------ SUPPLIED RECORDS

PR #820, opened 2023-04-01
Update Rustls to v0.21.0

rharish101:
This also removes an explicit dependency on `webpki` (or `rustls-webpki`), since `RootCertStore::add` raises a `rustls::Error` instead of `webpki::Error`.


jaymell (approved):

jaymell:
Thanks!

PR #821, opened 2023-04-03
Split aio.rs to separate files.

nihohit:
This change doesn't modify any code, except for `use` and `mod` statements.


jaymell:
If you can rebase/update this, I'd like to get it in :pray:

nihohit:
@jaymell rebased

redis/src/lib.rs
```diff
@@ -415,6 +415,7 @@ mod pipeline;
 #[cfg_attr(docsrs, doc(cfg(feature = "acl")))]
 pub mod acl;
 
+/// module for async support.
```
jaymell, line 418: Can we put the existing doc comment at the top of aio/mod.rs? (Though maybe the line "experimental" doesn't need to be in there anymore)

nihohit:
Works to like me to move async_cluster also to the aio module?

jaymell:
> Works to like me to move async_cluster also to the aio module?

I think for now just breaking up `aio.rs` is good. Maybe the various cluster modules should be consolidated in some way, but honestly I'm not that concerned about it.

redis/src/lib.rs
nihohit: done

jaymell: I think we need to remove this comment though, else it will break the module description in the top-level docs.

nihohit: done

jaymell (approved):

jaymell:
Thanks!

PR #829, opened 2023-04-15
Proposal for aio::ConnectionLike changes

nihohit:
This draft contains 2 proposals for changes / extensions to the aio::ConnectionLike API. These proposals aren't mutually exclusive, so if there's interest, both can be integrated.
The aim of these proposals is to mitigate the increasing memory cost of using `Cmd`, since that struct requires multiple allocations for creation and usage.

1. Add a method that allows the user to pass a `Bytes` object. This puts the onus on the user to create a correct command. `Bytes` was chosen instead of `Vec` since `Bytes` is cheaply clonable, and so it allows the user to easily reuse the command, even though it requires more memory than `Vec`.
2. Added another `Cmd`-equivalent object, `ThinCmd`, which is constructed using `ThinCmdBuilder` with an API similar to `Cmd`. This allows the user to easily create a Redis command using an API provided by the library. `ThinCmd` uses a `Bytes` struct internally, so it is also cheaply clonable.

The goal of this draft is to get initial thoughts and comments on the suggestion. The draft doesn't cover pipeline or using the `Cmd::cursor_arg` commands, in order to limit its scope.


nihohit:
This table shows (hopefully clearly :) ) how the rate of memory usage increases faster when using `Cmd` than with `ThinCmd`. It also covers a `ThinCmd` implementation that uses `Vec` instead of `Bytes` internally, which makes it slightly smaller for single usage, but makes cloning `ThinCmd` more expensive.
[memory improvement.xlsx](https://github.com/redis-rs/redis-rs/files/11240613/memory.improvement.xlsx)

shachlanAmazon:
relevant to https://github.com/redis-rs/redis-rs/issues/615
@philippgl, is this still relevant to you?

nihohit:
relevant to https://github.com/redis-rs/redis-rs/issues/615
@philippgl, is this still relevant to you

nihohit:
Another potentially significant perf improvement would be if commands weren't encoded by default as arrays of byte-safe strings. Commands whose arguments don't contain any byte-unsafe characters can be encoded as simple strings, and instead only used this more verbose format when some of the args are byte unsafe.

philippgl:
Just to clarify: I currently use `Cmd::query_async` and especially `Script::invoke_async` (this automatically uploads the script on script failure), i.e. I use the `aio::ConnectionLike` trait, so I will likely not benefit from this change.

Using `Pipeline` provided a really huge performance improvement for me (~tripled the number of requests, the redis can handle). I also use a custom `aio::ConnectionLike` connection, that bundles requests from different tokio tasks (which mainly simplifies usage of `Pipeline`) and it is unlikely, that I will benefit much from this. (unless I could combine Cmd and Bytes into a single Pipeline somehow, which sounds complicated).

I do not clone `Cmd`s at all, so optimizing that is not really useful for me (I do not know, if others will benefit more from this).

Just to provide some feedback.

jaymell:
@nihohit What are your thoughts on making breaking changes to the interface, i.e., by requiring the existing methods to accept `Bytes` or `Vec<u8>` instead of `Cmd` directly?

jaymell:
As discussed elsewhere, I think breaking changes here are preferred, and I think it would be particularly good to resolve some of the poorly named methods on the async `ConnectionLike` trait, 

- `req_packed_command` -- renamed to `req_command`
- New implementation of `req_packed_command` that mirrors the sync trait as much as possible, *possibly* with new names to avoid confusing breakage for existing users, accepting `Bytes` or `Vec<u8>` (or a separate method for each). 
- `req_packed_commands` -- rename to `req_commands`??

As far as the `ThinCmd` changes, can we defer those to a separate PR? It seems reasonable but also secondary to the above.

jaymell:
Can we update the PR title?

jaymell:
And do you mind updating the top-level comment to reflect the current state of things? :pray:

nihohit:
@jaymell updated.

redis/src/cluster_async/mod.rs
```diff
@@ -110,14 +110,14 @@ struct ClusterConnInner<C> {
 #[derive(Clone)]
 enum CmdArg<C> {
     Cmd {
-        cmd: Arc<Cmd>,
-        func: fn(C, Arc<Cmd>) -> RedisFuture<'static, Response>,
+        cmd: Bytes, // TODO - use Bytes instead, after rebasing on the routing change.
```
jaymell, line 113: Remove TODO?

redis/src/cluster_async/mod.rs
```diff
@@ -146,16 +146,28 @@ impl<C> CmdArg<C> {
         }
 
         match self {
-            Self::Cmd { ref cmd, .. } => route_for_command(cmd),
+            Self::Cmd { ref cmd, .. } => {
+                let value = parse_redis_value(cmd).expect("Command wasn't a valid redis value");
```
jaymell, line 150: These expects are a bit scary. Is it possible to handle them earlier in the request / without panicking?

redis/src/cluster_async/mod.rs
nihohit: done

redis/src/cluster_async/mod.rs
nihohit: Mapped them to None for now. I believe this should be an error, but since I'm refactoring this area in https://github.com/redis-rs/redis-rs/pull/843, I'll implement the correct behavior once it is rebased.

jaymell: Ok, I think let's wait for #843 to go in first then.

nihohit:
@jaymell rebased

nihohit:
Notice that the async cluster's `send_packed_command`/`send_packed_commands` don't have to be public, but I was planning on making the routing choice public in any case, and this seemed like a good time for it.
There are some issues with cluster_routing which will take a while to fix, so this seems to me like a good workaround, for now. It allows the user to choose their own routing, if they disagree with redis-rs' choices.

nihohit:
converted to draft - I'm reconsidering whether to use Bytes, Vec<u8>, or Box<[u8]>.

PR #830, opened 2023-04-17
Track the caller of execute

davidspies:
Since the unwrap can fail due to eg. a syntax error, I think we want it to fail with the caller's line number


nihohit:
can you please post sample stack trace before/after the change?

nihohit:
execute has been deprecated. so this change is no longer needed.

Issue #802, opened 2023-03-15
Are keydb specific commands in scope?


ibotty:
I am using redis-rs with keydb and use keydb specific commands, mostly `EXPIREMEMBER`.  Would you consider a PR implementing this and e.g. `KEYDB.CRON`?  Should it be with a specific feature flag (`keydb`)?

nihohit:
As mentioned in the PR, Keydb support won't be added.

PR #831, opened 2023-04-19
add KeyDB specific expiremember command

ibotty:


ibotty:
fixes #802.

jaymell:
With apologies for not replying sooner, I don't think this is appropriate for redis-rs. I would recommend just constructing the command manually.

PR #832, opened 2023-04-21
fix: use `SMISMEMBER` if multiple keys are given

insertish:
Ran into an issue trying to use this when I found out it isn't implemented.
I basically copied how `GET`/`MGET` works, hopefully that's fine.

If there's anything wrong here I'll be happy to ammend the PR.

### DIFF
--- a/redis/src/commands/mod.rs
+++ b/redis/src/commands/mod.rs
@@ -507,9 +507,14 @@ implement_commands! {
         cmd("SINTERSTORE").arg(dstkey).arg(keys)
     }
 
-    /// Determine if a given value is a member of a set.  If key is a vec this becomes an `SMISMEMBER`.
+    /// Determine if a given value is a member of a set.
     fn sismember<K: ToRedisArgs, M: ToRedisArgs>(key: K, member: M) {
-        cmd(if member.is_single_arg() { "SISMEMBER" } else { "SMISMEMBER" }).arg(key).arg(member)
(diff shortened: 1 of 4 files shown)


jaymell:
Hi, thanks for the PR. What you did is totally reasonable, however I'd actually prefer it if we just added a separate command. Do you mind adding a separate command for `SMISMEMBER` instead?

insertish:
Done

jaymell:
Can we add a simple test for it as well?

redis/src/commands/mod.rs
```diff
@@ -512,6 +512,11 @@ implement_commands! {
         cmd("SISMEMBER").arg(key).arg(member)
     }
 
+    /// Determine if multiple values are members of a set.
+    fn smismember<K: ToRedisArgs, M: ToRedisArgs>(key: K, member: M) {
```
shachlanAmazon, line 516: minor: please rename member to members, to clarify that the function can take multiple values there.

nihohit:
@Zomatree why did you add changes to the pub/sub to this PR?

Zomatree:
My mistake I was doing other changes, I didn't release this pr was set for this branch.

nihohit:
@Zomatree @insertish 
sorry, somehow missed your comment.
Please fix the comment about the argument name and add a test, and then let's merge this :)

nihohit:
implemented in https://github.com/redis-rs/redis-rs/pull/1002

PR #954, opened 2023-09-14
Update and use better maintained github actions.

nihohit:
actions-rs is no longer maintained.


nihohit:
You can see that now there are no warnings in the Github actions view.

jaymell (approved):

PR #958, opened 2023-09-18
feat: optimize write_command by using Vec instead of io::Write

PureWhiteWu:
In fact, we don't need to use `io::Write` here, because in all callers we use Vec<u8>. Thus, we can optimize this by using a Vec directly, which can greatly reduce some unnecessary checks in `io::Write::write_all`.

However, this still cannot guaranteed to remove the unnecessary bound checks, which may forbid the compiler to optimize further and generate optimized vectored(SIMD) code. To achieve this, we need to opt-in for unsafe code, which I think is not needed at least for now.

### DIFF
--- a/redis/src/cmd.rs
+++ b/redis/src/cmd.rs
@@ -242,16 +242,18 @@ where
     write_command(cmd, args, cursor).unwrap()
 }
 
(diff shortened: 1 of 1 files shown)


nihohit:
have you measured the perf difference here?

PureWhiteWu:
You are right, there's no performance difference, the compiler can optimize the unnecessary checks out.

nihohit:
Thanks for checking!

------------

**WORK ITEM**
Each line with the string "feature" counts once; report how many such lines the material has, as a bare number.

**TASK SOLUTION**
2